YOUR INSTRUCTIONS: Copy each line of the records below that has "class" in it.

Collected data:
▶

PR #85, opened 2025-10-01
Advnced Filter UI

EmilJiang:
## Overview
Added advanced filter button and buttonsheet. 

## Test Coverage
Visual Tests

## Next Steps 
ViewModel Logic
Related filtering logic: [Related filtering logic](https://github.com/cuappdev/eatery-blue-android/blob/9d9b764eda88a0d3dd8b1f4119d8e54dc8911db4/app/src/main/java/com/cornellappdev/android/eatery/ui/viewmodels/CompareMenusBotViewModel.kt#L67)

Screenshot 2025-10-01 at 5 25 13 PM

Screenshot 2025-10-01 at 5 25 50 PM

### DIFF
--- a/app/src/main/java/com/cornellappdev/score/screen/HomeScreen.kt
+++ b/app/src/main/java/com/cornellappdev/score/screen/HomeScreen.kt
@@ -29,6 +29,7 @@ import androidx.compose.ui.Alignment
 import androidx.compose.ui.Modifier
 import androidx.compose.ui.graphics.Color
 import androidx.compose.ui.res.painterResource
+import androidx.compose.ui.text.style.TextAlign
 import androidx.compose.ui.tooling.preview.Preview
 import androidx.compose.ui.unit.dp
 import androidx.compose.ui.unit.sp
@@ -36,6 +37,7 @@ import androidx.hilt.navigation.compose.hiltViewModel
 import com.cornellappdev.score.components.ButtonPrimary
 import com.cornellappdev.score.components.EmptyStateBox
 import com.cornellappdev.score.components.ErrorState
+import com.cornellappdev.score.components.ExpandableSection
 import com.cornellappdev.score.components.GameCard
 import com.cornellappdev.score.components.GamesCarousel
 import com.cornellappdev.score.components.LoadingScreen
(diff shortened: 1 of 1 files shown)


app/src/main/java/com/cornellappdev/score/components/ButtonPrimary.kt
```diff
@@ -32,7 +39,9 @@ fun ButtonPrimary(text: String, icon: Painter?, onClick: () -> Unit = {}) {
                     .height(24.dp),
                 colorFilter = ColorFilter.tint(White)
             )
-            Spacer(modifier = Modifier.width(8.dp))
+            if (text.isNotEmpty()) {
+                Spacer(modifier = Modifier.width(8.dp))
+            }
         }
         Text(text = text, style = bodyMedium.copy(color = White))
```
zachseidner1, line 46: nit: imo it makes more sense to both wrap the `Text` and the `Spacer` in `text.isNotEmpty()` rather than just the `Spacer`

app/src/main/java/com/cornellappdev/score/components/ExpandableSection.kt
```diff
@@ -0,0 +1,66 @@
...
+            Icon(
+                painter = painterResource(
+                    id = if (expanded) R.drawable.ic_round_minus else R.drawable.ic_round_plus
+                ),
+                contentDescription = if (expanded) "Collapse" else "Expand"
+            )
+        }
+
+        if (expanded) {
+            Column {
```
zachseidner1, line 47: Have you tried having this conditional rendering within the `Column`, and then given the `Column` the `animateContentSize` modifier? I think it would make this look much better!

app/src/main/java/com/cornellappdev/score/components/ExpandableSection.kt
```diff
@@ -0,0 +1,66 @@
...
+
+    Column {
+        Row(
+            modifier = Modifier
+                .fillMaxWidth()
+                .clickable { expanded = !expanded },
+            horizontalArrangement = Arrangement.SpaceBetween,
+            verticalAlignment = Alignment.CenterVertically
+        ) {
+            Text(title, fontSize = 18.sp)
```
zachseidner1, line 37: The font for this is wrong. You should be using the `h2` text style for this according to the Figma. If this isn't in the code base yet, you need to add it. 

Image

All this typography should be implemented as specified by the Figma.

app/src/main/java/com/cornellappdev/score/components/ExpandableSection.kt
```diff
@@ -0,0 +1,66 @@
...
+import androidx.compose.ui.Modifier
+import androidx.compose.ui.res.painterResource
+import androidx.compose.ui.unit.dp
+import androidx.compose.ui.unit.sp
+import com.cornellappdev.score.R
+
+@Composable
+fun ExpandableSection(title: String, options: List<String>) {
+    var expanded by remember { mutableStateOf(false) }
+    var selectedOption by remember { mutableStateOf("Under $20") }
```
zachseidner1, line 27: This non-nullable type is asserting a filter is always selected. What about when there are no filters selected? Also, I think we should be using an `enum class` with a display string property to store the filters, rather than just strings.

app/src/main/java/com/cornellappdev/score/components/ExpandableSection.kt
```diff
@@ -0,0 +1,66 @@
...
+            Column {
+                options.forEach { option ->
+                    Row(
+                        verticalAlignment = Alignment.CenterVertically,
+                        modifier = Modifier
+                            .fillMaxWidth()
+                            .clickable { selectedOption = option }
+                            .padding(vertical = 4.dp)
+                    ) {
+                        RadioButton(
```
zachseidner1, line 56: You are just using the default material `RadioButton`. As a result the colors are wrong

app/src/main/java/com/cornellappdev/score/components/ExpandableSection.kt
```diff
@@ -0,0 +1,66 @@
...
+                            selected = (selectedOption == option),
+                            onClick = { selectedOption = option }
+                        )
+                        Text(option)
```
zachseidner1, line 60: Text is styled incorrectly

app/src/google-services.json
zachseidner1, line 1: This file should not be committed. We should get rid of it and do the proper set up using GitHub secrets. See `hustle-android` for a recent example of this.

zachseidner1 (changes requested):
Please double check that your UI matches the Figma for future PRs before requesting my review. But thank you for your work!

PR #86, opened 2025-10-24
Highlights Screen UI

amjiao:
## Overview
Highlights screen UI
## Changes Made
Highlights Card UI + main highlights screen
## Test Coverage
Previews visually match the figma
## Next Steps (delete if not applicable)
- Make the highlights search screen
- Include highlights button in bottom nav bar
Screenshot 2025-10-24 at 1 20 51 PM


app/src/main/java/com/cornellappdev/score/components/EmptyState.kt
```diff
@@ -24,6 +24,7 @@ import com.cornellappdev.score.theme.Style.heading2
 @Composable
 fun EmptyState(
     modifier: Modifier = Modifier,
+    icon: Int = R.drawable.ic_speaker_gray,
```
AndrewCheung360: Nit: could use @DrawableRes for the icon to ensure passed in int matches a valid resource

AndrewCheung360: Also, not necessarily a thing to remove, but is there a reason this has a default argument?

app/src/main/java/com/cornellappdev/score/components/EmptyState.kt
```diff
@@ -24,6 +24,7 @@ import com.cornellappdev.score.theme.Style.heading2
...
     title: String = "No games yet.",
```
AndrewCheung360: Is there a reason for default arg?

app/src/main/java/com/cornellappdev/score/components/EmptyState.kt
```diff
@@ -24,6 +24,7 @@ import com.cornellappdev.score.theme.Style.heading2
...
     subtitle: String = "Check back here later!"
```
AndrewCheung360: Same as above

app/src/main/java/com/cornellappdev/score/components/EmptyState.kt
```diff
@@ -53,6 +54,7 @@ fun EmptyState(
 fun EmptyStateBox(
     modifier: Modifier = Modifier,
     height: Dp = 550.dp,
+    icon: Int = R.drawable.ic_speaker_gray,
     title: String = "No games yet.",
```
AndrewCheung360: same as above

app/src/main/java/com/cornellappdev/score/components/HighlightsCard.kt
```diff
@@ -0,0 +1,327 @@
...
+import com.cornellappdev.score.theme.CrimsonPrimary
+import com.cornellappdev.score.theme.GrayStroke
+import com.cornellappdev.score.theme.Style.bodySemibold
+import com.cornellappdev.score.theme.Style.heading2
+import com.cornellappdev.score.theme.Style.labelsNormal
+import com.cornellappdev.score.theme.White
+
+@Composable
+fun VideoHighlightCardHeader(
+    image: String
```
AndrewCheung360: Nit: I think imageUrl would be slightly better

app/src/main/java/com/cornellappdev/score/components/HighlightsCard.kt
```diff
@@ -0,0 +1,327 @@
...
+) {
+    Box(
+        modifier = Modifier
+            .fillMaxWidth()
+            .height(117.dp)
+            .clip(RoundedCornerShape(topStart = 16.dp, topEnd = 16.dp))
```
AndrewCheung360: I think it should be possible to apply the rounded corner clip modifier to the top level column that contains this header

app/src/main/java/com/cornellappdev/score/components/HighlightsCard.kt
```diff
@@ -0,0 +1,327 @@
...
+    videoHighlight: VideoHighlightData,
+    wide: Boolean,
+    modifier: Modifier = Modifier
+) {
+    Column(
+        modifier = if (wide) modifier.fillMaxWidth() else modifier.width(241.dp)
+    ) {
+        VideoHighlightCardHeader(videoHighlight.image)
+
+        Column(
```
AndrewCheung360: Nit: It might be more readable to extract this as a separate component

app/src/main/java/com/cornellappdev/score/components/HighlightsCard.kt
```diff
@@ -0,0 +1,327 @@
...
+            Spacer(Modifier.height(8.dp))
+            Row(
+                modifier = Modifier.fillMaxWidth(),
+                horizontalArrangement = Arrangement.SpaceBetween,
+                verticalAlignment = Alignment.CenterVertically
+            ) {
+                Row(
+                    verticalAlignment = Alignment.CenterVertically
+                ) {
+                    BasicText(
```
AndrewCheung360: I think it would be good to add a TODO or github issue to handle sending an intent to open up the Youtube app with that url on click

app/src/main/java/com/cornellappdev/score/components/HighlightsCard.kt
```diff
@@ -0,0 +1,327 @@
...
+                    style = labelsNormal,
+                    text = "11/09"
+                )
+            }
+        }
+    }
+}
+
+@Composable
+fun ArticleHighlightCard(
```
AndrewCheung360: Nit: I think there is a decent amount of code in this file, so it could be worth considering separating article highlight card from video highlight card

app/src/main/java/com/cornellappdev/score/components/HighlightsCard.kt
```diff
@@ -0,0 +1,327 @@
...
+                    color = Color.White,
+                    style = labelsNormal,
+                    text = "11/09"
+                )
+            }
+        }
+    }
+}
+
+@Preview
```
AndrewCheung360: Nit: I think it would be good to use the preview parameter providers instead of making multiple previews for the same component

app/src/main/java/com/cornellappdev/score/components/HighlightsFilter.kt
```diff
@@ -0,0 +1,89 @@
...
+        modifier = Modifier
+            .height(32.dp)
+            .border(
+                width = 1.dp,
+                color = GrayStroke,
+                shape = RoundedCornerShape(100)
+            )
+            .background(color = Color.White, shape = RoundedCornerShape(100))
+            .padding(horizontal = 12.dp, vertical = 4.dp)
+            .clip(shape = RoundedCornerShape(100))
```
AndrewCheung360: is this needed with the background rounded corner shape?

app/src/main/java/com/cornellappdev/score/components/HighlightsFilter.kt
```diff
@@ -0,0 +1,89 @@
...
+    LazyRow(
+        modifier = Modifier
+            .fillMaxWidth()
+            .padding(start = 24.dp),
+        horizontalArrangement = Arrangement.SpaceBetween,
+        verticalAlignment = Alignment.CenterVertically
+    ) {
+        items(sportList.size) { i ->
+            HighlightsFilterButton(sportList[i], { onFilterSelected(sportList[i]) })
+            Spacer(Modifier.width(12.dp))
```
AndrewCheung360: I think you can just use Arrangement.spacedBy in the horizontalArrangement argument instead of using spacer

app/src/main/java/com/cornellappdev/score/components/HighlightsFilter.kt
```diff
@@ -0,0 +1,89 @@
...
+    onFilterSelected: (Sport) -> Unit,
+) {
+    LazyRow(
+        modifier = Modifier
+            .fillMaxWidth()
+            .padding(start = 24.dp),
+        horizontalArrangement = Arrangement.SpaceBetween,
+        verticalAlignment = Alignment.CenterVertically
+    ) {
+        items(sportList.size) { i ->
```
AndrewCheung360: I see that sportlist is in testing constants. We might want to consider moving that out of testing constants since it is used in an actual component not just for testing purposes. Also, not sure if those 3 sports are the only ones supported right now, but if not, we might want to update that list as well

Nit: you can also use the other items syntax without needing to use [i]

app/src/main/java/com/cornellappdev/score/model/Highlights.kt
```diff
@@ -0,0 +1,17 @@
...
+    val image: String,
+    val url: String,
+    val date: String,
+    val sport: Sport,
+    val gender: GenderDivision
+)
+
+data class ArticleHighlightData(
+    val title: String,
+    val image: String,
```
AndrewCheung360: same as above

app/src/main/java/com/cornellappdev/score/screen/HighlightsScreen.kt
```diff
@@ -0,0 +1,193 @@
...
+import com.cornellappdev.score.theme.GrayLight
+import com.cornellappdev.score.theme.GrayMedium
+import com.cornellappdev.score.theme.Style.bodyNormal
+import com.cornellappdev.score.theme.Style.heading1
+import com.cornellappdev.score.theme.Style.heading2
+import com.cornellappdev.score.util.highlightsList
+import com.cornellappdev.score.util.sportList
+
+@Composable
+fun HighlightsScreenHeader(
```
AndrewCheung360: If we choose to keep it in this file, this should be private unless it will be used elsewhere

app/src/main/java/com/cornellappdev/score/screen/HighlightsScreen.kt
```diff
@@ -0,0 +1,193 @@
...
+        )
+        Spacer(modifier = Modifier.height(12.dp))
+        Row(
+            modifier = Modifier
+                .padding(horizontal = 24.dp)
+                .border(width = 1.dp, color = GrayLight, shape = RoundedCornerShape(100.dp))
+                .background(color = Color.White, shape = RoundedCornerShape(100.dp))
+                .fillMaxWidth()
+                .clip(shape = RoundedCornerShape(100.dp))
+                .clickable { onSearch },
```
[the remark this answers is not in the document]
AndrewCheung360: On that note, we should probably have some text that will be updated when the user types, but I think we can add a todo since that will likely be linked to the viewmodel uistate once that is added

app/src/main/java/com/cornellappdev/score/screen/HighlightsScreen.kt
```diff
@@ -0,0 +1,193 @@
...
+    onSearch: () -> Unit
+) {
+    Column(modifier = Modifier.fillMaxWidth()) {
+        Text(
+            modifier = Modifier.padding(start = 24.dp),
+            style = heading1,
+            text = "Highlights"
+        )
+        Spacer(modifier = Modifier.height(12.dp))
+        Row(
```
AndrewCheung360: Nit: Could be worth extracting as a separate component for the search bar

app/src/main/java/com/cornellappdev/score/screen/HighlightsScreen.kt
```diff
@@ -0,0 +1,193 @@
...
+            }
+        }
+        Spacer(modifier = Modifier.height(16.dp))
+        HighlightsFilterRow({/*todo on filter selected*/})
+    }
+}
+
+@Composable
+fun HighlightsCardRow(
+    highlightsList: List<Any>
```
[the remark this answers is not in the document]
AndrewCheung360: Maybe you can use a sealed class or something like that to give the two different data types are shared data type of HighlightData

app/src/main/java/com/cornellappdev/score/screen/HighlightsScreen.kt
```diff
@@ -0,0 +1,193 @@
...
+}
+
+@Composable
+@Preview
+private fun HighlightsScreenPreview() {
+    HighlightsScreen(highlightsList, highlightsList)
+}
+
+@Composable
+@Preview
```
AndrewCheung360: Nit: could consider using preview parameters instead of multiple previews

app/src/main/java/com/cornellappdev/score/screen/HighlightsScreen.kt
```diff
@@ -0,0 +1,193 @@
...
+                )
+            }
+        }
+        Spacer(modifier = Modifier.height(16.dp))
+        HighlightsFilterRow({/*todo on filter selected*/})
+    }
+}
+
+@Composable
+fun HighlightsCardRow(
```
AndrewCheung360: could be private if only used here

AndrewCheung360: Since it is a separate composable, based on consistency, it might be good to also have a preview for this

app/src/main/java/com/cornellappdev/score/screen/HighlightsScreen.kt
```diff
@@ -0,0 +1,193 @@
...
+                Image(
+                    painter = painterResource(R.drawable.ic_right_chevron),
+                    contentDescription = "right chevron",
+                    colorFilter = ColorFilter.tint(GrayMedium, blendMode = BlendMode.SrcIn)
+                )
+            }
+        }
+        Spacer(modifier = Modifier.height(16.dp))
+        LazyRow(
+            modifier = Modifier.padding(start = 24.dp)
```
AndrewCheung360: I would check with design if we want the appearance to include the cards going into the leftmost edge of the screen when swiping to the left or if we want there to be a padding where the card disappears into. If it is the former, it will require more than just deleting this padding here because we probably want an initial space. Maybe you can add an item { spacer } to the lazy row for that. This same comment applies to the filter row as well with the sports buttons

app/src/main/java/com/cornellappdev/score/screen/HighlightsScreen.kt
```diff
@@ -0,0 +1,193 @@
...
+                        false
+                    )
+                } else if (highlightsList[i] is ArticleHighlightData) {
+                    ArticleHighlightCard(
+                        highlightsList[i] as ArticleHighlightData,
+                        false
+                    )
+                }
+
+                Spacer(modifier = Modifier.width(16.dp))
```
AndrewCheung360: Nit: could probably use the horizontalArrangement argument and use Arrangement.spacedBy to achieve the same thing without adding extra spacer at the end

app/src/main/java/com/cornellappdev/score/components/HighlightsCard.kt
```diff
@@ -0,0 +1,327 @@
...
+    modifier: Modifier = Modifier
+) {
+    Box(
+        modifier = modifier.then(
+            if (wide) Modifier.fillMaxWidth() else Modifier.width(241.dp)
+        )
+            .height(192.dp)
+            .clip(shape = RoundedCornerShape(12.dp))
+    ) {
+        AsyncImage(
```
AndrewCheung360: Same comments as above async image

app/src/main/java/com/cornellappdev/score/components/HighlightsCard.kt
```diff
@@ -0,0 +1,327 @@
...
+fun VideoHighlightCardHeader(
+    image: String
+) {
+    Box(
+        modifier = Modifier
+            .fillMaxWidth()
+            .height(117.dp)
+            .clip(RoundedCornerShape(topStart = 16.dp, topEnd = 16.dp))
+    ) {
+        AsyncImage(
```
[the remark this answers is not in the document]
conniecliu: I agree ^^

app/src/main/java/com/cornellappdev/score/screen/HighlightsScreen.kt
```diff
@@ -0,0 +1,193 @@
...
+) {
+    Column(
+        modifier = Modifier
+            .fillMaxSize()
+            .background(color = Color.White)
+    ) {
+        Spacer(modifier = Modifier.height(24.dp))
+        HighlightsScreenHeader({})
+        Spacer(modifier = Modifier.height(24.dp))
+        if (todayHighlightsList.isEmpty() and pastThreeHighlightsList.isEmpty()) {
```
conniecliu: Ohh didn't know we could use `and` instead of `&&`. Out of curiosity, is there a difference between the two?

app/src/main/java/com/cornellappdev/score/model/Highlights.kt
```diff
@@ -0,0 +1,17 @@
+package com.cornellappdev.score.model
+
+data class VideoHighlightData(
+    val title: String,
+    val image: String,
```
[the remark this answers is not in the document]
zachseidner1: or maybe even `thumbnailImageUrl`

app/src/main/java/com/cornellappdev/score/components/HighlightsCard.kt
```diff
@@ -0,0 +1,327 @@
...
+                .fillMaxSize()
+                .background(color = Color.Black.copy(alpha = 0.4f))
+        )
+    }
+}
+
+@Composable
+fun VideoHighlightCard(
+    videoHighlight: VideoHighlightData,
+    wide: Boolean,
```
zachseidner1: I think instead of having a `wide` parameter, we can just use the `modifier` parameter? The caller can just specify `modifier.fillMaxWidth()` if they want it to be wide. Lmk what you think.

app/src/main/java/com/cornellappdev/score/components/HighlightsCard.kt
```diff
@@ -0,0 +1,327 @@
...
+                    modifier = Modifier.weight(1f),
+                    style = heading2,
+                    text = videoHighlight.title,
+                    maxLines = 1,
+                    overflow = TextOverflow.Ellipsis
+                )
+                Row(
+                    verticalAlignment = Alignment.CenterVertically
+                ) {
+                    Image(
```
zachseidner1: You should use `Icon` for all icons

app/src/main/java/com/cornellappdev/score/screen/HighlightsScreen.kt
```diff
@@ -0,0 +1,193 @@
...
+            ) {
+                Text(
+                    text = "${highlightsList.size} Results",
+                    style = bodyNormal
+                )
+                Image(
+                    painter = painterResource(R.drawable.ic_right_chevron),
+                    contentDescription = "right chevron",
+                    colorFilter = ColorFilter.tint(GrayMedium, blendMode = BlendMode.SrcIn)
+                )
```
zachseidner1: Use `Icon` instead, also this should be `20.dp`

app/src/main/java/com/cornellappdev/score/components/HighlightsCard.kt
amjiao: I think the LinkAnnotation.Url in BasicText handles it and automatically launches an intent!

app/src/main/java/com/cornellappdev/score/components/HighlightsFilter.kt
amjiao: oops ya, sportList is just a testing constant. i made a sportList parameter so that the actual sportList will be passed in by the view model. (Usually sportlist is a filtered list of available sports)

app/src/main/java/com/cornellappdev/score/screen/HighlightsScreen.kt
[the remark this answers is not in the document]
amjiao: fixed!

note - incomplete arguments since just UI for now, will think about navigating to a search screen and saving values to uistate in a future pr

app/src/main/java/com/cornellappdev/score/components/highlights/HighlightsSearchBar.kt
```diff
@@ -0,0 +1,91 @@
...
+import com.cornellappdev.score.R
+import com.cornellappdev.score.theme.GrayLight
+import com.cornellappdev.score.theme.Style.bodyNormal
+
+@Composable
+fun HighlightsSearchBar(
+    onSearchClick: () -> Unit
+) {
+    val interactionSource = remember { MutableInteractionSource() }
+    var searchQuery by remember { mutableStateOf("") }
```
AndrewCheung360: You don't necessarily need to make edits here yet for this PR, but just want to mention that I think the searchQuery state might end up being hoisted up to the highlights screen composable for vm filtering logic

app/src/main/java/com/cornellappdev/score/components/highlights/VideoHighlightsCard.kt
```diff
@@ -0,0 +1,215 @@
...
+    videoHighlight: VideoHighlightData,
+    modifier: Modifier = Modifier   //for wide cards, specify Modifier.fillMaxWidth()
+) {
+    Column(
+        modifier = modifier
+            .width(241.dp)
+            .clip(RoundedCornerShape(12.dp))
+    ) {
+        VideoHighlightCardHeader(videoHighlight.thumbnailImageUrl)
+
```
AndrewCheung360: Nit: we can remove this space

app/src/main/java/com/cornellappdev/score/components/highlights/VideoHighlightsCard.kt
```diff
@@ -0,0 +1,215 @@
...
+                                    )
+                                ),
+                            )
+                        ) {
+                            append("YouTube")
+                        }
+                    }
+                )
+                Icon(
+                    painter = painterResource(R.drawable.arrow_outward_red),
```
AndrewCheung360: Not the biggest deal, but I think it might actually be possible to not need to have two separate arrows in the resources because you can probably tint the white arrow to the color you need.

app/src/main/java/com/cornellappdev/score/components/EmptyState.kt
```diff
@@ -21,58 +22,45 @@ import com.cornellappdev.score.theme.GrayPrimary
...
             .height(height)
             .fillMaxWidth(), contentAlignment = Alignment.Center
     ) {
-        EmptyState(title = title, subtitle = subtitle)
+        Column(
+            modifier = Modifier,
+            horizontalAlignment = Alignment.CenterHorizontally,
+            verticalArrangement = Arrangement.Center
+        ) {
+            Image(
```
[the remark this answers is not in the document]
zachseidner1: !!

app/src/main/java/com/cornellappdev/score/components/highlights/VideoHighlightsCard.kt
amjiao: ope ya that does work, noted for future usages!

◀

OUTPUT BELOW:
zachseidner1, line 27: This non-nullable type is asserting a filter is always selected. What about when there are no filters selected? Also, I think we should be using an `enum class` with a display string property to store the filters, rather than just strings.
+data class ArticleHighlightData(
AndrewCheung360: Maybe you can use a sealed class or something like that to give the two different data types are shared data type of HighlightData
+data class VideoHighlightData(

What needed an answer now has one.